据说将有文化界的名流和部分官方人士出席。
朗诵会现场气氛微妙。
台上,一位穿着笔挺中山装、戴着金丝眼镜的年轻诗人,正在用抑扬顿挫的腔调朗诵一首辞藻极为华丽、对仗工整、通篇歌颂“领袖英明、将士用命、前途光明”的长诗。
诗作技术纯熟,却空洞无物,仿佛一具精心装扮的华丽木偶。
台下,部分官员模样的人频频颔首,掌声规律而矜持;
更多的文化人则面色各异,有的面无表情,有的嘴角带着若有若无的讥诮,有的则低头摆弄手中的茶杯。
贾玉振坐在后排角落,感到一阵强烈的反胃与悲哀。
他想起了长沙大火前,那些在岳麓书院门外哭喊捶门的学生;
想起了周砚农葬身火海前嘶哑的《正气歌》;
想起了沿途所见无数的苦难与牺牲……与眼前这精致而苍白的“颂歌”相比,反差如此巨大,近乎残忍。
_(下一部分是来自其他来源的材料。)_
Issue #164, opened 2026-05-26
Agents can remain alive but unresponsive: long file tools are non-preemptive, and refresh wake can wedge ACTIVE without starting an LLM turn


huangzesen:
# Detailed Issue Report: two different “alive but unresponsive” agent stalls

Date: 2026-05-26
Reporter: `mimo-1`
Requested by: Jason

Affected agents:

1. `lingtaidev1bot` / dev-1 `mimo-1`
   - Path: `/Users/huangzesen/work/projects/lingtai-dev/dev-1/.lingtai/mimo-1`
2. `spiritualblisslingtaibot` / `codex`
   - Path: `/Users/huangzesen/work/projects/lingtai-researches/spiritual-bliss-attractor/.lingtai/codex`

## Executive summary

Two agents looked “alive” but were not responding. They were stuck in **different** ways:

1. **dev-1 `mimo-1` was blocked by a very long built-in `grep` over `/Users/huangzesen/work`.**
   - It issued a broad recursive `grep` at `15:38:44`.
   - The grep did eventually return at `15:56:00`, after `1,036,274 ms` (~17.27 min).
   - During that interval, heartbeat stayed fresh and the process consumed CPU/memory, but the agent could not respond.
   - `clear` and `interrupt` were received during the running grep, but did not abort the tool. The cancellation was only honored **after** the tool returned (`turn_cancelled_post_tool`).

2. **`spiritualblisslingtaibot` was stuck in an “ACTIVE but no LLM turn running” state after a refresh/wake.**
   - At `15:31:55`, it transitioned `asleep → idle → active` and injected a notification pair.
   - After that, there was **no `wake`, no `tc_wake_continue`, no `llm_call`, no tool call**.
   - Heartbeat and Telegram listener stayed alive; new Telegram messages kept arriving, but logs only show `notification_deferred_active` because the runtime believed the agent was already active.
   - A later `clear` at `15:59` fixed it. The successful post-clear wake sequence contained the missing events: `wake`, `tc_wake_continue`, `llm_call`, `llm_response`.

So the initial broad-search diagnosis was correct for dev-1, but it does **not** explain spiritualblisslingtaibot. Jason’s suspicion was correct: the two failure modes are both serious and should be reported together.

## Current recovery status

Both agents were recovered.

### dev-1 `mimo-1`

Recovery sequence:

1. `system.clear` was requested at `15:54:42`.
2. `system.interrupt` was received at `15:55:10`.
[...]

PR #1064, opened 2026-07-27
refactor(file): consolidate file operations into one ToolFamily

huangzesen:
> **Exact source head:** `57241f42e8a09d16eb45236a5ebb59450bb4c258`  
> **Exact base:** `4ad8b1555a5b0368af81aa57292438719a105052`  
> **dev4 exact-head live-use gate:** pending immediately after PR opening; this body will be updated with the durable receipt.

## Decision

Migrate the five public file tools into **one** action-separated `file` ToolFamily, and delete the five old packages outright:

```text
file
├── read
├── write
├── edit
├── glob
├── grep
└── manual
```

Calls use the strict family envelope `action + input + reasoning`, with optional Host `summarize`. **File is the only aggregation migration** in the ToolFamily programme — every other family (`web`, `shell`, `notification`, `knowledge`, `skills`, `mcp`, `soul`, `avatar`, `vision`) keeps its existing public name and merely separates its own actions. File is the one case where several former public roots collapse into a single new one, and it is not a precedent for grouping conceptually related tools.

No operation behavior changed. This is a public-surface and ownership change.

## Behavior

- `read` still returns numbered lines with the exact continuation contract (`truncated`, `cap_chars`, `returned_chars`, `requested_offset`, `requested_limit`, `last_returned_line`, `next_offset`, `remaining_lines_estimate`, `line_truncated`), the 100 000 default / 200 000 non-configurable runtime cap, and the spill-aware expired-artifact hint;
- `write` returns the exact `{status, path, bytes}` receipt; `edit` returns `{status, replacements}` and keeps its not-found / ambiguous-match discipline, leaving the file untouched on both failures;
- `glob` returns the service's sorted matches; `grep` keeps its pushed-down glob filter, `max_matches` cap, and `{file, line, text}` results; both keep the issue-#164 traversal-budget block;
- `manual` returns the installed `file-manual` with no target I/O and no double wrapping (`content[0].text` + `structuredContent.manual_path`); `read-manual` is now a nested parent-owned reference, not a competing action;
- unknown action, non-object input, unknown root field, non-boolean `summarize`, and cross-action input all fail with stable typed errors **before** any handler I/O;
- Chat and Responses preserve root action↔input correlation (6 guarded `allOf` branches; `oneOf`→`anyOf` on `input` is the shared pre-existing Responses rewrite);
- `reasoning` and `summarize` are Host controls and never enter child arguments;
- the family uses the existing raw-first summarizer allowlist — no second summarizer, no new cap.

`file` is declared a **mixed read/write family**: `read`/`grep`/`glob`/`manual` are read-only, `write`/`edit` mutate. There is no ToolGuard, `annotations`/`readOnlyHint`, or per-tool risk field at this base to weaken; the contract records that if such a surface is later added and cannot discriminate per action, the truthful declaration is the strongest child posture (mutating), never read-only. `summarize` guidance is per action — bulky for `read`/`grep`/`glob`, and explicitly false for the `write`/`edit` receipts so summarization can never hide a mutation receipt. The family surfaces no settings file at either level, and the manual says so.

## One owner / no aliases / no shims

- **One package**: `src/lingtai/tools/file/` owns the composed schema, the envelope dispatch, and all five operations (`_read.py`, `_write.py`, `_edit.py`, `_glob.py`, `_grep.py`). No operation module imports another — co-location is ownership, not coupling.
- **25 legacy files deleted**: the `read`/`write`/`edit`/`glob`/`grep` packages in full — 5 `__init__.py`, 5 `CONTRACT.md`, 15 `glossary-{en,zh,wen}.md`. Their per-operation contract bodies (caps, receipts, continuation fields, traversal blocks, exact error strings) were folded into `file/CONTRACT.md` §Per-action behavior, and their zh/wen identifiers into `file/glossary-{zh,wen}.md`, before deletion.
- **No compatibility layer**: the five `_LEGACY_CAPABILITY_ALIASES` entries are deleted. `bash → shell` and `web_search → web` are untouched.
- **No shims**: zero retained `get_schema`/`get_description`/`setup` surface; the RETIRED markers are gone with their packages.
- **Dead machinery removed**: `_GROUPS`, `expand_groups()`, the `Groups:` error-text clause, and all five consumers (`agent.py` list-form and init.json paths, deep-refresh import, `daemon/_expand_requested_tools`, `daemon/_instantiate_preset_capabilities`, `execution_host`).
- **One registry**: the duplicated schema-only and runtime child registries collapse into a single `_build_family(handlers=None)` builder, so the advertised schema and the dispatch registry cannot drift apart. Operations bind once per manager; the per-call `import_module` indirection is gone.
- Also fixed en route: `execution_host.py` gated FileIOService injection on the now-empty `_GROUPS`, which would have broken **every** detached-daemon file write with `'NoneType' object has no attribute 'write'`. Retargeted and regression-tested.

## LOC accounting

Exact diff against `4ad8b1555a5b0368af81aa57292438719a105052`, production reported separately from tests and docs:

| Bucket | Added | Removed | Net |
|---|---:|---:|---:|
| **Production Python (raw)** | 739 | 561 | **+178** |
| **Production executable lines** | — | — | **+37** |
| Tests | 1017 | 296 | +721 |
| Docs / contracts / manuals / glossaries | 643 | 1094 | **−451** |

Executable measurement (docstrings, comments, blanks stripped; AST + tokenizer): the file surface goes 339 → 415 (**+76**) and other touched production goes 8052 → 8013 (**−39**). Fable independently reproduced these numbers with its own measure.

The remaining +76 is the LTP v2 envelope itself — six strict nullable child input schemas carrying property-level teaching text. **Net-negative production is not reachable for this migration without deleting behavior**, because the envelope is additive over an unusually lean base; the honest result is executable-flat (+37) with a 5→1 ownership collapse and docs down 451 lines. Raw production fell from +428 before the cleanup to +178 after; the gap between raw and executable is docstrings on the new modules.

## Behavior changes callers must know

1. **The five old capability names fail loudly.** `read`, `write`, `edit`, `glob`, `grep` are no longer capabilities or aliases. `setup_capability("read")` raises `ValueError: Unknown capability: 'read'. Available: avatar, daemon, file, knowledge, mcp, shell, skills, vision, web.`, and a daemon manifest naming them raises `Unknown tools for emanation`. One honest caveat: at the `Agent.__init__` boundary, `agent.py:306` catches `ValueError` and records a `capability_skipped` event instead of aborting. That tolerance is **pre-existing at this base** and applies to every capability; widening it to an abort would change behavior repo-wide and is out of scope here. The registry and daemon layers — where the directive bites — do raise.
2. **`disable` is family-grained.** `disable=["file"]` removes all six actions. Per-operation opt-out no longer exists: a host can no longer express "read-only file access" via `disable=["write","edit"]`. That is the honest consequence of one public root and is a product decision, not a defect.
3. **Stale per-operation disables silently no-op.** `disable=["edit"]` or `disable=["write"]` now matches nothing and leaves `file` fully enabled — `disable` is an unvalidated opt-out list, and those names merely moved from known to unknown. A stale `disable=["write"]` intended to keep a daemon read-only **silently loses that protection**. Both directions are tested.
4. **The omit-action dual mode is removed.** `action` is required on every call; the pre-migration "omit `action` for the legacy ordinary call" form no longer exists. In-flight pre-migration flat calls fail closed with the generic unknown-tool error (no pending-call alias was added; `kernel/base_agent/tools.py` is untouched and `bash` remains its only alias).

## Validation

- **Opus 5 author gate**: 520 focused tests across 14 suites; full suite 6221 passed / 28 skipped / 6 failed, where 4 are byte-identical pre-existing base failures, 1 is a pre-existing ordering flake that passes in isolation (40/40), and 1 is the unstaged-deletion artifact described below.
- **Fable 5 independent review**: round-1 BLOCK (167 lines of no-caller compat surface, dead `_GROUPS` machinery, five stale operation contracts) → **final ACCEPT** after the full Phase 1–3 collapse plus the alias deletion, conditional only on two one-line truthfulness fixes (F-1 a false comment in `execution_host.py`, F-2 a deleted-`_GROUPS` citation in `daemon/ANATOMY.md`). **Both are applied**; F-1 is comment-only, verified executable-token-identical. Fable re-ran 13 focused suites (402 passed), `test_daemon` (118 passed), byte-compared all five moved handlers against their base versions, and reproduced the schema probe and live smoke independently.
- **Parent isolated gate** (scratch-isolated copy, `scratch/file-isolated-parent-gate-20260727-0431/`, 62-entry SHA-256 manifest): **721 tests passed**, plus docs-governance, glossary and anatomy checks.
- `py_compile` on all changed and new source: pass.
- Glossary validator against the source tree (`PYTHONPATH=src`): **48 resources across 16 packages**, pass — the 5→1 collapse. Without `PYTHONPATH=src` the validator resolves the *installed venv* and reports 54/18; that is a resolution gotcha, not a result.
- Anatomy drift: clean across 55 files. `git diff --check`: clean.
- Live six-action smoke on disposable scratch: write receipt verbatim → numbered read → edit → glob → grep → manual body+path; cross-action input rejected `INVALID_ARGUMENT` before I/O; unknown action `ACTION_REQUIRED`.

### Packaging — read this carefully

- `tests/test_tools_package_data.py` (14 tests, wheel **and** sdist) **passes**, with the expected-package list and glossary counts now derived from the shipped package set rather than hardcoded.
- In the author environment, `python -m build --wheel` produced a wheel containing exactly **10 `lingtai/tools/file/` entries and zero stale entries** from the deleted packages: the six `.py` modules, `CONTRACT.md`, and the three glossaries. `ANATOMY.md` is deliberately absent — the `[tool.setuptools.package-data]` globs ship `*/CONTRACT.md` and the glossaries but not anatomies, which is the pre-existing convention for every tool package.
- The Parent's direct `python -m build` in the isolated copy **did not produce a wheel**: it stopped after `egg_info` due to build tooling unavailable in that environment (`PARENT_WHEEL_BUILD.log`). **This is not a green packaging result and must not be reported as one.** The packaging evidence above is the author-environment build plus the passing package-data suite; an independent wheel build is listed as an outstanding gate below.

### Known-failing, with cause

`test_docs_governance::test_every_in_scope_doc_has_required_fields` fails while the deletions remain unstaged. Its discovery uses `git ls-files`, which still lists the 25 deleted paths from the index. All 21 reported failures are those deleted-package paths and **zero** come from any other document; excluding `git ls-files --deleted`, no live tracked doc is missing from disk. It goes green by construction once the deletions are staged at commit time. Nothing was staged to make it pass.

### Worker incident (disclosed)

An untracked, gitignored `build/` cache in the author worktree still held copies of the five deleted packages and was injecting 25 phantom entries into freshly built wheels, masking the packaging result. Those stale cache entries were removed. This touched only a gitignored build artifact — no tracked file, no source, no evidence directory — and it is disclosed here because it changed a validation outcome rather than any shipped content.

## Outstanding before merge

- Stage the 25 deletions, then re-run `test_docs_governance` (green by construction) and one independent wheel/sdist build confirming the phantom entries drop and the 10 `file/` data files ship.
- Step-5 live exact-head Agent exercise (dev4) per the review contract: actual public action count and Manual usability against the immutable head.

## Rollback

Single squashed commit on top of `4ad8b1555a5b0368af81aa57292438719a105052`; revert that one commit to restore the five packages, their contracts and glossaries, the capability aliases, and `_GROUPS`. No migration, no data change, no config or state written, and nothing outside the repository to undo.

## Base

Exact base: `4ad8b1555a5b0368af81aa57292438719a105052` (`feat(tools): add ToolFamily with Web reference migration (#1059)`). No other tool family is migrated in this PR.


huangzesen:
Closing per Jason's 2026-07-27 Daemon one-pass disposition: this behavior is already carried by current main via the reviewed aggregate path, so the stale slice must not be replayed. Source branch and evidence are intentionally preserved; no branch deletion.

更让他如芒在背的是,他敏锐地察觉到,会场中有几道目光,并非专注于舞台,而是不时地、隐蔽地扫过听众席,尤其是在像他这样新近抵达、背景不明的面孔上停留。
那是一种审视的、评估的、甚至带有警告意味的目光。
他瞬间明白,自己这个“不安分”的流亡者,早已进入了某些方面的视线。
轮到贾玉振上台时,全场目光聚焦过来。
许多人都听说过这个从北方一路逃亡而来、写下《问河》的“异类”,好奇、期待、怀疑、冷漠兼而有之。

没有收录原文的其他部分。